PR #5130, opened 2026-02-19
Fix for issue5129

### LINKED ISSUE #5129: Passing `Array` as test parameter fails with 4.5.0
With release 4.5.0, passing `Array` as test parameter fails with 
`System.IndexOutOfRangeException : Index was outside the bounds of the array.`

The following example works fine with 4.4.0, but breaks with 4.5.0:
```C#
public sealed class Class1
{
    private static IEnumerable<Array> Testcases
    {
        get
        {
            yield return new[] { 1, 2, 3 };
        }
    }

    [TestCaseSource(nameof(Testcases))]
    public void Foo(Array values)
    {
        Assert.That(values.Length, Is.EqualTo(3));
    }
}
```

OsirisTerje:
Fixes #5129

### DIFF
--- a/src/NUnitFramework/tests/Internal/Extensions/ArgumentExtensionsTest.cs
+++ b/src/NUnitFramework/tests/Internal/Extensions/ArgumentExtensionsTest.cs
@@ -73,7 +73,7 @@ namespace NUnit.Framework.Internal.Extensions
         }
 
         [Test]
-        public void ShouldnpackArrayAsArguments_MatchingType_ParamsArray_ReturnsFalse()
+        public void ShouldUnpackArrayAsArguments_MatchingType_ParamsArray_ReturnsFalse()
         {
             var parameters = new MethodWrapper(GetType(), nameof(MethodWithIntArrayAndParamsIntArray)).GetParameters();
             Assert.That(parameters.ShouldUnpackArrayAsArguments(new int[] { 1, 2, 3 }), Is.False);


stevenaw:
Thanks @OsirisTerje 
This looks ok at a glance but I'll try and take a closer look this evening

OsirisTerje:
I've simplified the code in the last two commits, moving the complex logic into extension methods, and added iunit tests for those.  The code that was changed should now be more intention revealing.

src/NUnitFramework/framework/Internal/Extensions/ArgumentsExtensions.cs
```diff
@@ -9,57 +9,138 @@ namespace NUnit.Framework.Internal.Extensions
...
+            /// Determines whether <paramref name="array"/> should be unpacked into individual
+            /// test arguments, or passed as a single argument to the test method.
+            /// </summary>
+            /// <param name="array">The array yielded by the <see cref="TestCaseSourceAttribute"/> source,
+            /// which may either be a container holding one argument per element (e.g. <c>new object[] { a, b, c }</c>)
+            /// or the actual argument value itself (e.g. an <c>int[]</c> to be passed to an <see cref="System.Array"/> parameter).</param>
+            public bool ShouldUnpackArrayAsArguments(Array array)
+            {
+                // A params parameter always absorbs the elements individually
+                if (parameters.LastParameterIsParamsArray())
```
stevenaw: question: If I'm reading this correctly, would this be handled correctly? I think I would expect `expectedArgs` to contain an array of `[1, 2, 3]` and that `extra` would have nothing

```
private static IEnumerable<Array> Testcases
    {
        get
        {
            yield return new[] { 1, 2, 3 };
        }
    }

public void MethodWhichReceivesArrayAndHasParams(Array expectedArgs, params int[] extra)
```

src/NUnitFramework/framework/Internal/Extensions/ArgumentsExtensions.cs
```diff
@@ -9,57 +9,138 @@ namespace NUnit.Framework.Internal.Extensions
...
+
+                Type paramType = parameters[0].ParameterType;
+                Type arrayType = array.GetType();
+
+                // Exact type match: the array IS the argument, not a container
+                if (paramType == arrayType)
+                    return false;
+
+                // Multiple parameters: each element maps to one parameter
+                if (argsNeeded > 1)
```
stevenaw, line 128: question: I'm a little unclear about this one. I notice a comment in the previous implementation:

> // If array has the same number of elements as parameters
                                    // and it does not fit exactly into single existing parameter
                                    // we believe that this array contains arguments

Would this short-circuit that check it's checked below this?

OsirisTerje:
I have added the repro code, with a few extra tests, here:  https://github.com/nunit/nunit.issues/tree/main/Issue5129

src/NUnitFramework/framework/Internal/Extensions/ArgumentsExtensions.cs
OsirisTerje: Yeah, in this case it looks wrong.  (Funny how things become clearer when it gets a name :-)) .  
I didn't change this logic though -- , but this is meant to handle signatures like:

`public void MethodWhichReceivesIntAndHasParams(ìnt value, params int[] extra)`.

The signature with Array and params doesn't make sense, as you say, nothing will get into the `extra`.

Also, `public void MethodWhichReceivesIntAndHasArray(ìnt value, Array extra)`  fails.

I added two tests to the repro for this case, the int case worked as it should, got one value, and the rest to the extra, but the Array + params crashed.  It should have been caught in a check earlier imho.  Or, we could handle it as a special case - if the earlier parameters contain a collection we simply ignore the last collection.

I believe we have to set up some "rules" on how this can be used, so that we don't have to cover all possible constructions here.

src/NUnitFramework/framework/Internal/Extensions/ArgumentsExtensions.cs
OsirisTerje: Not sure about what you mean here - believe I need some more context.

I read it as when I have an array (which is a prerequisite for this, and covers all collections), and I have more than one parameter we assume that is a set of individual parameters.  That has to match exactly to the number of elements in the array.  (If it doesn't, we get internal crashes on that too, so also something we should give a better error message on.)  
I've debugged through the code, and it seems to me it works.

But I understand you see something here, so please elaborate :-)

PS:  We don't really have a good spec of what TestCaseSource can do.  The documentation we have show a few of the ways to use it, but everything regarding collections are absent.  Perhaps we should do something about that.

src/NUnitFramework/framework/Internal/Extensions/ArgumentsExtensions.cs
stevenaw: Thanks @OsirisTerje It's good to hear that the logic was just moved and not changed.

Indeed, these have been hard to fully and properly test in the past. I can't speak to the original rules, though the general guideline we've taken in the past has been to keep it simple and to just try to ensure that we maintain consistent behaviour as if the args from the sources were passed to the test method directly via a regular invocation. 

Though that of course is anything but simple :)

Ex: 
```csharp
private static IEnumerable<Array> Testcases
    {
        get
        {
            yield return new[] { 1, 2, 3 };
        }
    }

    [TestCaseSource(nameof(Testcases))]
    public void Foo(Array values)
    {
        Assert.That(values.Length, Is.EqualTo(3));
    }

    [TestCaseSource(nameof(Testcases))]
    public void Foo2(Array values, params int[] extra)
    {
        Assert.That(values.Length, Is.EqualTo(3));
    }

  // Should be marshaled the same as:
  Foo(Testcases.First())
  Foo2(Testcases.First())
```

I haven't tried yet to see how those actually behave

src/NUnitFramework/framework/Internal/Extensions/ArgumentsExtensions.cs
stevenaw: I think I had a hard time mapping the logic in your new helper to the original code, at least when I was looking at it last night. I was concerned that a case like this, where `argsNeeded` is greater than 1 but not equal to the number of arguments could still cause the array to be unpacked even though the number of arguments in the test method differs from the number of elements in the array.

```
private static IEnumerable<Array> Testcases
{
    get
    {
        yield return new[] { 1, 2, 3 };
    }
}

[TestCaseSource(nameof(Testcases))]
public void Foo(int a, int b)
{
}
```

I admit the same disclaimer as my other comment. I haven't tried running the code yet to see how these behave.

stevenaw: > PS: We don't really have a good spec of what TestCaseSource can do. The documentation we have show a few of the ways to use it, but everything regarding collections are absent. Perhaps we should do something about that.

This is a very good point. I have an issue for myself to add examples for optional, params, etc, but even after that I suspect there would still be gaps

src/NUnitFramework/framework/Internal/Extensions/ArgumentsExtensions.cs
OsirisTerje: The test `public void Foo2(Array values, params int[] extra)` will crash.   So you mean we should fix this, even if the code is meaningless ?

src/NUnitFramework/framework/Internal/Extensions/ArgumentsExtensions.cs
OsirisTerje: Your example here will also crash.  In these cases there has to be an exact match in number of elements and number of parameters.  And the crashes are inside our code, so we 1) have to fix this - but then we have to be clear how we should handle overflow and underflow  2) we catch these earlier and provide  good error message for it

Did this actually work earlier ?

OsirisTerje: I made a new repro, moved back to version 3.13, and noted:

For  public void Foo(int a, int b)
1. Too few parameters or too many parameters:  Fails with message:     Not enough arguments provided, provide at least 3 arguments.   

For  public void Foo(int value, params int[] extra)

2. Fails in 3.13 with     Not enough arguments provided, provide at least 2 arguments.   

This one works directly in 5129 fix.

About 1:   We should fix this to be equal to 3.13.   I might have missed something in the latest refactoring here.  I'll check this tomorrow, if we agree we should be equal to 3.13.

4.4.0 behaves just as 3.13

The image below show the results for all 3 versions we're talking about now:

image

Interesting to see that 4.5.0. and 5129 fix overflow/underflow is not even properly identified.

So with the fix, we only need to fix the overflow/underflow, and then at least make it back to 3.13-4.40 level.   

One could argue that an overflow, we could ignore the overflow arguments,  and for underflow we could assume the parameter overflow values have their default value.     But for now, I think fixing the error messages is the way we go.  

The overflow/underflow is not really errors either, they are failures in the test setup, so it should perhaps be Inconclusive ?

stevenaw: Thanks for catching that!
And FWIW I would agree that any regressions from previous behaviour should be fixed. Bugs related to new features within 4.5 (such as anything specific to method signatures with params or optional args) should also be fixed but separately as I would suggest they are lower priority. They would also likely have workarounds in that a Test/Value/Fixture source could just be updated to pass those args explicitly where relevant.

OsirisTerje:
@manfred-brands @stevenaw 
Anything missing here now, or good to go merge?

src/NUnitFramework/framework/Internal/Extensions/ArgumentsExtensions.cs
manfred-brands: The code isn't meaningless if the test data would be something with a nested array:
`new object[] { new int[] { 1, 2 }, 3, 4 }`

manfred-brands:
@OsirisTerje I haven't had time to look at this in detail.
Your changes with the naming make it clearer, but it is hard to see what the actual fix was.

I will make some time tomorrow to look at this in detail.

manfred-brands:
@OsirisTerje I added a test which has an array inside the array:
```csharp
        private static readonly object[] NestedArray =
        [
            new object[] { new int[] { 2, 3, 4 }, 2 + 3 + 4, 2 * 2 + 3 * 3 + 4 * 4 }
        ];
```
And the following two test signatures:
```csharp
 public void TestWithArrayAndIndividualParameters(int[] values, int sum, int sumSquared)
public void TestWithArrayAndParamsArray(int[] values, params int[] sums)
```

Both pass!

However if I have a test with too many arguments:
```csharp
public void TestWithArrayAndTooManyIndividualParameters(int[] values, int sum, int sumSquared, int sumCubed)
```

The behaviour is correct, just the error message could be improved:
It fails with `Method requires 4 arguments but only 1 were supplied` 
Either the array wasn't unpacked or the error counts the pre-unpacking number of parameters.

However, if there are not enough arguments if fails with an `IndexOutOfRangeException`.
```csharp
 public void TestWithArrayAndNotEnoughIndividualParameters(int[] values, int sum)
```

This is caused by a loop iterating over 2 arrays (_Arguments_ and _parameters_) but testing one `.Length`.
It could be cause by the same error as above as this test is inside an `argsProvided == argsNeeded` where both are `2`, even though `Arguments.Length` is `3`

Ok, I found that issue.
Still looking for the first one.
Debugging is a crime as the code is used for all other tests somewhere.

I want to move these two tests to the testdata project so I can run them here and assert the error message.

manfred-brands:
One other test that fails:

```csharp
[TestCase(new int[] { 7, 8 }, new int[] { 9, 10 })]
[TestCase(new int[] { 11, 12 })]
public void TestWithArrayOfArrays(params int[][] arrays)
```

The one with two elements passes, the one with one doesn't.

When calling it directly in C# they both pass:
```csharp
TestWithArrayOfArrays(new int[] { 7, 8 }, new int[] { 9, 10 });
TestWithArrayOfArrays(new int[] { 11, 12 });
```

So some more work to be done.

I'll see if I can figure this out later today.

OsirisTerje:
Thanks a ton @manfred-brands !

We should get rid of exceptions like IndexOutOfRangeException.

manfred-brands:
I made some changes:

* Added a few more case and have the argument count issue solved. It was dealt with in two places and one wasn't needed.
* Optimize one Unpack/Repack scenario. Not sure how often it would be used.
* Don't unpack an array if it matches the only argument, even if it is a params array.
* We cannot keep an array argument if it has the wrong type. Fixes issue mentioned [above](https://github.com/nunit/nunit/pull/5130#issuecomment-3976265165)

But I initially broke one specific oddity (i.e. classic feature):

```csharp
private static readonly object[] IgnoreWhiteSpaceData =
{
    new object[] { new SimpleObjectCollection("x", "y", "z", " z ") },
    new object[] { new[] { "a", "b", "c", " c " } }
};

[TestCaseSource(nameof(IgnoreWhiteSpaceData))]
public void HonorsIgnoreWhiteSpace(IEnumerable actual)
```

The test accept an IEnumerable and `object[]` is one, so it doesn't unpack the array.
However the test actually expects the first element in that array, matching the declaration below:

```csharp
private static readonly object[] IgnoreWhiteSpaceData =
{
    new SimpleObjectCollection("x", "y", "z", " z "),
    new[] { "a", "b", "c", " c " }
};
```

This is an old test and I have restored the behaviour to unwrap an object[] array with 1 element.

```csharp
private static readonly object[] OneElementWrapped =
[
    new object[] { 42 }
];
private static readonly object[] TwoElementsWrapped =
[
    new object[] { 40, 2 }
];

[TestCaseSource(nameof(OneElementWrapped))]
[TestCaseSource(nameof(TwoElementsWrapped))]
public void TestObjectArray(Array array)
{
    Assert.That(array, Is.Not.Null);
}
```

The first case failed with `Object of type 'System.Int32' cannot be converted to type 'System.Array'.` because it unwrapped the single integer, the second case succeeds as the 2 element array is not unwrapped.

I have confirmed that this is the same with NUnit 3.

Not sure how relevant it is as newer code would declare the arrays as `new int[]` which works for both cases.

stevenaw:
Thanks for the thorough analysis and descriptive summary @manfred-brands . This area of the codebase is challenging and it's good we're keeping all these behaviors while cleaning things up and adding further coverage and documentary discussion here.

It's been difficult to find a sufficient amount of focused time for me to do a thorough and accurate follow-up review on this but from your description it sounds like you've covered my earlier concerns. 

@OsirisTerje Please don't wait on my review on this if you happen to get a chance to look first and are happy with @manfred-brands 's changes.

OsirisTerje:
I'll think we just merge this now.  If we get more flak on this, we can rework a bit more.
------------------------------------------------------------
**Problem description**
Within the material, find all lines that hold the word "actually" and show them.

**Answer for the task**
I haven't tried yet to see how those actually behave
Did this actually work earlier ?
However the test actually expects the first element in that array, matching the declaration below:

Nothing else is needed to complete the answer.